START Provided records

PR #4025, opened 2021-09-02
Tests: fix incorrect `TestCase::validateHtml` logic

jon48:
There are a few issues with the new `TestCase::validateHtml` method, some of them being hidden by the fact that the method is exited prematurely most of the time.

The main issue is the initial extraction of the html.
If my understanding is correct, the method progresses through the string by finding the next `<` or `>`
But by using `substr($html, 0, strcspn($html, '<>'))`, it was actually extracting whatever string was between the beginning of the string and the first `<` or `>`, which would be plain text.
 Most of the time, `<` would be the first character, so the result would be an empty string, and the method would exit, without having actually gone through further testing, The only case I could find was in the `AddressFaxTest`, where the input is a plain text, which was resulting in an infinite loop, because if would not enter in any of the two `str_starts_with` conditions, and would never been shorten up to an empty string.

Then, a couple of other issues appears understandingly because they could not be tested:

- the regex for extracting the tag is missing the definition of the attribute name (only `=` and the attribute value was present), so it was not matching correctly. The allowed characters for attribute name are fairly complex, so I have taken a simplified approach of allowing only `a-z`, `_`, `-` which is enough to pass the current test suite, but that can be tweaked. 
- There are cases where attributes does not have any value, so the value part needs to be optional. For instance, the input value for `EventsRecordedTest` contains `<select class="..." multiple>`
- The HTML input can contains JS code between <script> tags. The problem is that within that code, the `<` or `>` characters can be present, in a non-HTML context, and the next main `substr` will then extract a string that does the match the expected HTML format (resulting in either a `Closing tag matches nothing` or `Unrecognised tag` test failure). I have taken the approach of ignoring anything until the next `</script>` tag, and the HTML parsing can then continue. The `EventsRecordedTest` test is again one containing `<script>` in its input.

Just a final comment, the parser assumes the HTML tags are lowercase, which is not technically required by HTML5 (contrary to XHTML). This is what I expect from most of the code, the tested code does indeed, so I have not changed anything.

### DIFF
--- a/tests/TestCase.php
+++ b/tests/TestCase.php
@@ -54,8 +54,6 @@ use function strlen;
 use function strpos;
 use function substr;
 
-use function var_dump;
-
 use const UPLOAD_ERR_OK;
 
 /**
@@ -278,7 +276,6 @@ class TestCase extends \PHPUnit\Framework\TestCase
         $this->assertStringStartsWith('<DOCTYPE html>', $html);
 
         $this->validateHtml(substr($html, strlen('<DOCTYPE html>')));
-
     }
 
     /**
@@ -291,7 +288,7 @@ class TestCase extends \PHPUnit\Framework\TestCase
         $stack = [];
 
         do {
-            $html = substr($html, 0, strcspn($html, '<>'));
+            $html = substr($html, strcspn($html, '<>'));
 
             if (str_starts_with($html, '>')) {
                 $this->fail('Unescaped > found in HTML');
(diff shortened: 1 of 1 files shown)


jon48:
Just re-reading my comment, I realised that I was assuming the `script` tag was never self-closing.
I just force-pushed a version taking that case into account (there is no example in the test suite, but just in case).

fisharebest:
Hi @jon48 - I added this code to the wrong branch, and commited it by mistake.  I would much prefer to use a third-party library to do this - but cannot find anything suitable :-(

For consistency (and for the possibility to use XML tools in the future), I have been trying to generate "XHTML5".

Hence checking for `<input checked="checked" />` instead of just `<input checked>` is deliberate.

fisharebest:
> contains `<select class="..." multiple>`

I just changed this to `contains <select class="..." multiple="multiple">`

jon48:
> Hi @jon48 - I added this code to the wrong branch, and commited it by mistake. I would much prefer to use a third-party library to do this - but cannot find anything suitable :-(

Yes, I realised by looking something similar that there were very limited options.
I have seen Masterminds/html5-php, but whereas it provides a better handling of HTML5 than the native DOMDocument, it clearly states that it is not a proper validator.

> Hence checking for `<input checked="checked" />` instead of just `<input checked>` is deliberate.
It makes sense. I see that you have just committed the changes to remove the optional value, and fix the couple of other instances where attributes were used without value. 👍

PR #4029, opened 2021-09-06
Fix: OSK script toggle stopped working

jon48:
I am not sure if there was a reason behind, but the `name` attribute was removed from the `input` list of scripts in the on-screen-keyboard, in commit d4786c66.
However, this attribute is used by bootstrap to toggle between the buttons. Without it, you can switch the button on, but the others are not unchecked, and you cannot use it anymore after.

This PR reinstates the `name` attribute.


fisharebest:
> I am not sure if there was a reason behind, but the name attribute was removed

I couldn't see how it was used, and a (too) quick check showed it working without.

Thanks!

PR #4064, opened 2021-10-10
Fix validator signature for array method + unit tests

jon48:
While trying to use the new Validator class in my module, one of the code analysis tool (Psalm - phpstan was not detecting it) made me realised that `Validator::array` had an inconsistent signature with its implementation, as it does not cater for the `null` value being on of the valid output.

I added the nullability on the return type and the documentation, as well as the unit tests for that class.

### DIFF
--- a/app/Validator.php
+++ b/app/Validator.php
@@ -135,10 +135,6 @@ class Validator
                 return null;
             }
 
-            if ($value === null) {
-                return null;
-            }
-
             throw new LogicException(__METHOD__ . ' does not accept ' . gettype($value));
         };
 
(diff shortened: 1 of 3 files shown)


fisharebest:
> I am not sure I am understand what you mean. For me, there is a difference between an empty array and a missing one.

PHP / HTML forms specify array elements, not arrays.

Suppose we wish to include an array `$foo` in a form.  Each element is a separate input field.

```
<input name="foo[0]" value="a">
<input name="foo[1]" value="b">
```

But if the array is empty, then we don't include any elements at all.
Hence we cannot send an empty array in an HTML form - only no array elements.

PR #4079, opened 2021-10-18
search wt_place_locations table for autocomplete on places

tkempf:
allows autocompletion of Places by additionally searching in wt_place_locations table.


tkempf:
replaced by v4 module in 2.1.x

PR #4115, opened 2021-11-12
Census assistant - Use markdown unordered lists for plain text census elements

ddrury:
Rather than use markdown paragraph or line breaks, convert plain text paragraphs into an unordered list that can be styled by css


ddrury:
Rewriting so that all note formatting is handled on display, and tree preference 'FORMAT_TEXT' is always obeyed.

Issue #3927, opened 2021-06-18
Make history modules selectable by users


Lars1963:
_Originally posted by @hartenthaler in https://github.com/fisharebest/webtrees/issues/3924#issuecomment-863614426_

As discussed, it might be a good idea to make the history modules selectable by the user

`Maybe a special menu in the control panel would help the admin to manage more and more historic data files. But there is a deeper question behind: who decides about which historic data is of interest for the users. At the moment the admin selects the historic data files he thinks are of interest for his tree, but maybe a user from China knows Chinese history very well and likes to see Chinese history events even if all events in the tree are located in Europe because he likes to compare what happened in China at the time the events in the tree happened. Maybe the users should be able to select the history files, but the normal user will not find and use this possibility, so we should not make it too flexible.`

fisharebest:
I'm not sure this is necessarily a good idea.

Korean events are only likely to be of interest to Korean speakers, and only included on Korean sites.
Translating these into 60 other languages is a lot of effort.

For some events (perhaps in countries with multiple official languages), then it may make sense for the module to supply a version for each language - but not as translatable strings.

magicsunday:
I would be more in favor of making these special history modules available as separately installable extensions and removing them completely from the Webtrees core.

fisharebest:
Historic events are now shown only for the current language.

i.e. events in French are only shown when the current language is French.

Where applicable (countries with multiple official languages), the module can provide separate events for each language.

fisharebest:
> As discussed, it might be a good idea to make the history modules selectable by the user

I think the selection of *all* modules (including history modules) should be a matter for the site-admin, not for users.

PR #4116, opened 2021-11-14
ENHANCED: DutchMonarch.php now translatable 

Lars1963:
Please take this in account for actual dev. If all is working as supposed, I've more historical modules waiting.

#3927


fisharebest:
As mentioned in another issue, I don't think we should translate every event into every language.  Most are not relevant outside their own language/geographic area.

Instead, modules should provide (hard-coded) translations for all relevant languages.  The code structure has been updated to make this clearer.

Issue #4123, opened 2021-11-23
Markdown formatting


ddrury:
Here are a few comments based on this thread in the forum https://www.webtrees.net/index.php/en/forum/help-for-2-0/36162-v2-0-17-things-that-no-longer-work-after-update#88276, commit https://github.com/fisharebest/webtrees/commit/b6b785a1da4d8c051f96d8525d89e5f6e3d6e201 and pull request https://github.com/fisharebest/webtrees/pull/4115

- It is clear that formatting for markdown encoded text containing line/paragraph breaks goes further than just shared notes.
- The commit mentioned above only addressed the first line break in each census assistant part. My pull request fixes that insofar as each line break is considered a paragraph and is changed to a `<li>` element, nevertheless it is simple to adapt should the change to unordered lists be considered unnecessary.
- Only notes created after the above mentioned code changes are affected. A data fix is needed to apply the formatting changes to existing plain text content that contains line/paragraph breaks where that text needs to be interpreted as markdown.

ddrury:
Thinking further why not do all the processing on display and only do sufficient on creation (ie just add as many newlines as necessary to indicate whats required)

fisharebest:
> only addressed the first line break in each

Can you give any specific examples of what isn't currently working?

ddrury:
Specifically:
Add more than one paragraph to any of the census assistant fields, only the first paragraph gets the double space added to the `\n`. Practically this only really applies to the comments section, but for completeness should target each field.

Other things that don't work are formatting for notes attached to sources or media.

Blowing my own trumpet, all these "problems" are addressed in https://github.com/fisharebest/webtrees/pull/4128

fisharebest:
67721f6fe545e33878bd31b73a960fe472601f42 adds a new config option - "markdown with line breaks"

PR #4128, opened 2021-11-30
Format notes on display rather than by adding formatting on creation. 

ddrury:
Solves issue https://github.com/fisharebest/webtrees/issues/4123 (I think)

To achieve this:

- Recent changes to the census assistant have been reverted (this obviates the need for retrospective changes to existing notes)
- Add a new function getHtml() to app\Note.php which returns html formatted according to the tree FORMAT_TEXT preference. **Note** this is a potentially breaking change as the FORMAT_TEXT preference is strictly applied, currently any note containing markdown table formatting is always interpreted as markdown. However it is simple to revert to the current behaviour (see the comment in app\Note.php line 71)

Because the formatting code is in the Note class, it is necessary to convert in-line notes into temporary dummy note objects so the same code can be used for all notes.

- Non-markdown formatting just nl2br's the text.
- For markdown formatting, the new function works by splitting the text into paragraphs (split on "\n" char, tables are treated as a single paragraph) and applying formatting to each paragraph independently and then joining the bits back together. This means that each text paragraph is wrapped in `<p></p>` and tables are wrapped in `<div></div>` which allows styling if needed.

**Note**: some changes have involved classes FunctionsPrint & FunctionsPrintFact that have been slated for removal in 2.1

### DIFF
--- a/app/Functions/FunctionsPrint.php
+++ b/app/Functions/FunctionsPrint.php
@@ -35,7 +35,6 @@ use Fisharebest\Webtrees\Registry;
 use Fisharebest\Webtrees\Services\GedcomEditService;
 use Fisharebest\Webtrees\Services\ModuleService;
 use Fisharebest\Webtrees\Tree;
-use Illuminate\Support\Str;
 use Ramsey\Uuid\Uuid;
 
 use function app;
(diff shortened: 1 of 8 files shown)


ddrury:
BTW, I did think of shifting the view from Functions::printNoteRecord into app/Note::getHtml and by doing so it would make it simple to do away with Functions::printNoteRecord altogether, but it would make  app/Note::getHtml quite a lot bigger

END Provided records

## What to work on
What you return should be exactly the lines above, starting at the one with "name attribute was removed" and ending at the one with "PHP / HTML forms", and nothing else.

## Written reply
> I am not sure if there was a reason behind, but the name attribute was removed

I couldn't see how it was used, and a (too) quick check showed it working without.

Thanks!

PR #4064, opened 2021-10-10
Fix validator signature for array method + unit tests

jon48:
While trying to use the new Validator class in my module, one of the code analysis tool (Psalm - phpstan was not detecting it) made me realised that `Validator::array` had an inconsistent signature with its implementation, as it does not cater for the `null` value being on of the valid output.

I added the nullability on the return type and the documentation, as well as the unit tests for that class.

### DIFF
--- a/app/Validator.php
+++ b/app/Validator.php
@@ -135,10 +135,6 @@ class Validator
                 return null;
             }
 
-            if ($value === null) {
-                return null;
-            }
-
             throw new LogicException(__METHOD__ . ' does not accept ' . gettype($value));
         };
 
(diff shortened: 1 of 3 files shown)


fisharebest:
> I am not sure I am understand what you mean. For me, there is a difference between an empty array and a missing one.

PHP / HTML forms specify array elements, not arrays.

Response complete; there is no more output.